Abstract

Coalbed methane (CBM) production in the Powder River Basin (PRB), Wyoming, is associated with the production of large volumes of water. Locally, water in coalbeds from the PRB has high saline and sodium contents, making it unsuitable for agricultural use and potentially environmentally damaging if discharged at the surface. One option for the disposal of CBM-produced water is injection into aquifers. For injection to be feasible, however, the porosity and permeability of the sands need to be high, the pore pressure ideally needs to be sub-hydrostatic, and the aquifer cannot be in hydraulic communication with coalbeds or aquifers used for irrigation use.

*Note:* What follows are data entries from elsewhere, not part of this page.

PR #1290, opened 2025-10-07
ci: format markdown files with prettier

anuraaga:
**Description**

Formats markdown files with go-prettier in `make format`

This is a strawman's proposal to format markdown files with go-prettier. Only accept it if you think it's an improvement, it took almost no time to prepare this PR either way.

The main advantage of this IMO is formatting of code blocks

- Go code is all properly indented, with all tabs
- YAML gets formatted in the same way as the example yaml files
- Even the bash scripts get some minor cleanups

This actually affects the rendered result - all other changes are for the markdown source code and no-op in the rendered result. Because markdown often has multiple ways of doing something, like bolding and list bullets, and prettier is opinionated, it picks one and applies it everywhere, and this can't be configured.

I also found that bash code blocks with blanklines get indented, so the editorconfig check was failing for it. There isn't any need for editorconfig check for autoformatted files so I just disabled that one.

Anyways feel free to accept or reject :)

/cc @mathetake


anuraaga:
Nevermind - somehow it seems to take an insane amount of memory. I'll see if this is an issue on my end.

anuraaga:
Yeah realized I was forgetting to close the wasm module, looks like CI works fine now (before it was basically unlimited memory growth)

missBerg:
Let me take a look, I want to see if we can include a VSCode extension plugin setup so people making site edits have this in saving in VSCode

anuraaga:
Thanks for the context! For reference I have this setting in all my repos to format with prettier on save.

https://github.com/wasilibs/go-prettier/blob/main/go-prettier.code-workspace#L23

However this uses official prettier, which does not format Go and Bash code blocks like go-prettier does. IDE formatting matches ci 90% but commands may be required in the end for reproducing the formatting of Go blocks.

If there is a goal for the formatting to be completely replicable with just VSCode, it would be an understandable reason to avoid this PR.

mathetake:
> If there is a goal for the formatting to be completely replicable with just VSCode, it would be an understandable reason to avoid this PR.

i don't think we have such requirement, so good to go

In order to determine if pore pressures in the aquifers are low enough to allow for significant water injection (and to determine whether the coals and nearby sands are in hydraulic communication), we have compiled pore pressures in 250 wells that monitor water levels in coalbeds and adjacent sands within the PRB.

All 250 wells have pore pressures below hydrostatic pressure, suggesting that injection of produced water should be feasible. Through the analysis of pore pressure changes with time for both the coals and their overlying/underlying sands, we find after 8 to 13 years of water-level monitoring that none of the sands more than 200 ft (61 m) vertically from producing coals appear to be in hydraulic communication with the coalbeds. Therefore, injection of CBM-produced water should be carried out in sands at least 200 ft (61 m) from adjacent coalbeds to be sure that the disposed water does not rapidly migrate back into the coalbeds.

In addition, we constructed two 3D stochastic reservoir models of conceptualized sand units to determine the rates at which water can be injected into shallow (∼300 ft (91 m)) and deep (∼1000 ft (305 m)) sub-hydrostatic aquifers. We find that for shallow sands we can inject water at a rate of ∼160 bbl/day, whereas for deeper sands, whose pore pressures are lower than the shallower sands, the rate is ∼435 bbl/day. Both of these rates are higher than the average water production rate from CBM wells in the PRB of ∼100 bbl/day. This implies that for deep aquifer injection sites, it would take only one injection well to dispose of the water production from approximately four CBM wells.